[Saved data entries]
PR #413, opened 2022-09-25
feat: add dev services

scrocquesel:
Enable a k8s cluster (api server only, k3s, or kind) when a valid configuration is not found.

This use the k8s testcontainer provided by the amazing work done at https://github.com/dajudge/kindcontainer under the hood.

Support hot reload if the config do not change. Currently, the SDK do some optimisation and do not try to redeploy CRD if not changed. But if the config is changed and dev services needs to restart the container, the operator will not found the CRD anymore upon restart.

Support sharing, a second application in dev mode can reuse the same k8s cluster.

I have changed pingpong and mysqlschema to not use k8s mock server. MysqlSchema no longer needs to fake deletion of the CR.

### DIFF
--- a/core/deployment/pom.xml
+++ b/core/deployment/pom.xml
@@ -69,6 +69,15 @@
         </exclusion>
       </exclusions>
     </dependency>
+    <dependency>
+      <groupId>io.quarkus</groupId>
+      <artifactId>quarkus-devservices-deployment</artifactId>
+    </dependency>
+    <dependency>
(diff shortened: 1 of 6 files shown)


metacosm:
I guess this won't work with Quarkus 2.7…

scrocquesel:
I close it as you were faster than me aligning with the 2.15

metacosm:
Ah yes, sorry! Thank you so much for contributing that feature in Quarkus, @scrocquesel!

PR #417, opened 2022-09-27
fix: remove fabric8 k8s client version override

rsynek:
Removes the version override for `io.fabric8:kubernetes-*`. Versions of these dependencies are already contained in the `quarkus-bom`.

@metacosm This removes the version override we discussed.


metacosm:
Thank you, I've done it in the `next` branch but I guess this should also be done for `main`.

metacosm (approved):

PR #419, opened 2022-09-29
feat: inject leader election / informer stopped handler into config

metacosm:
Requires java-operator-sdk/java-operator-sdk#1493


vmuzikar (approved):
I played around with it with Keycloak Operator and can confirm it works well for our use-case. Thanks!

PR #423, opened 2022-10-06
Publish test-jars

aloubyansky:
@metacosm this will be enough to be integrated in the platform


metacosm:
Excellent. Thank you!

WHAT IS REQUIRED: Copy the records exactly.

RESULT OF THIS TASK:
PR #413, opened 2022-09-25
feat: add dev services

scrocquesel:
Enable a k8s cluster (api server only, k3s, or kind) when a valid configuration is not found.

This use the k8s testcontainer provided by the amazing work done at https://github.com/dajudge/kindcontainer under the hood.

Support hot reload if the config do not change. Currently, the SDK do some optimisation and do not try to redeploy CRD if not changed. But if the config is changed and dev services needs to restart the container, the operator will not found the CRD anymore upon restart.

Support sharing, a second application in dev mode can reuse the same k8s cluster.

I have changed pingpong and mysqlschema to not use k8s mock server. MysqlSchema no longer needs to fake deletion of the CR.

### DIFF
--- a/core/deployment/pom.xml
+++ b/core/deployment/pom.xml
@@ -69,6 +69,15 @@
         </exclusion>
       </exclusions>
     </dependency>
+    <dependency>
+      <groupId>io.quarkus</groupId>
+      <artifactId>quarkus-devservices-deployment</artifactId>
+    </dependency>
+    <dependency>
(diff shortened: 1 of 6 files shown)


metacosm:
I guess this won't work with Quarkus 2.7…

scrocquesel:
I close it as you were faster than me aligning with the 2.15

metacosm:
Ah yes, sorry! Thank you so much for contributing that feature in Quarkus, @scrocquesel!

PR #417, opened 2022-09-27
fix: remove fabric8 k8s client version override

rsynek:
Removes the version override for `io.fabric8:kubernetes-*`. Versions of these dependencies are already contained in the `quarkus-bom`.

@metacosm This removes the version override we discussed.


metacosm:
Thank you, I've done it in the `next` branch but I guess this should also be done for `main`.

metacosm (approved):

PR #419, opened 2022-09-29
feat: inject leader election / informer stopped handler into config

metacosm:
Requires java-operator-sdk/java-operator-sdk#1493


vmuzikar (approved):
I played around with it with Keycloak Operator and can confirm it works well for our use-case. Thanks!

PR #423, opened 2022-10-06
Publish test-jars

aloubyansky:
@metacosm this will be enough to be integrated in the platform


metacosm:
Excellent. Thank you!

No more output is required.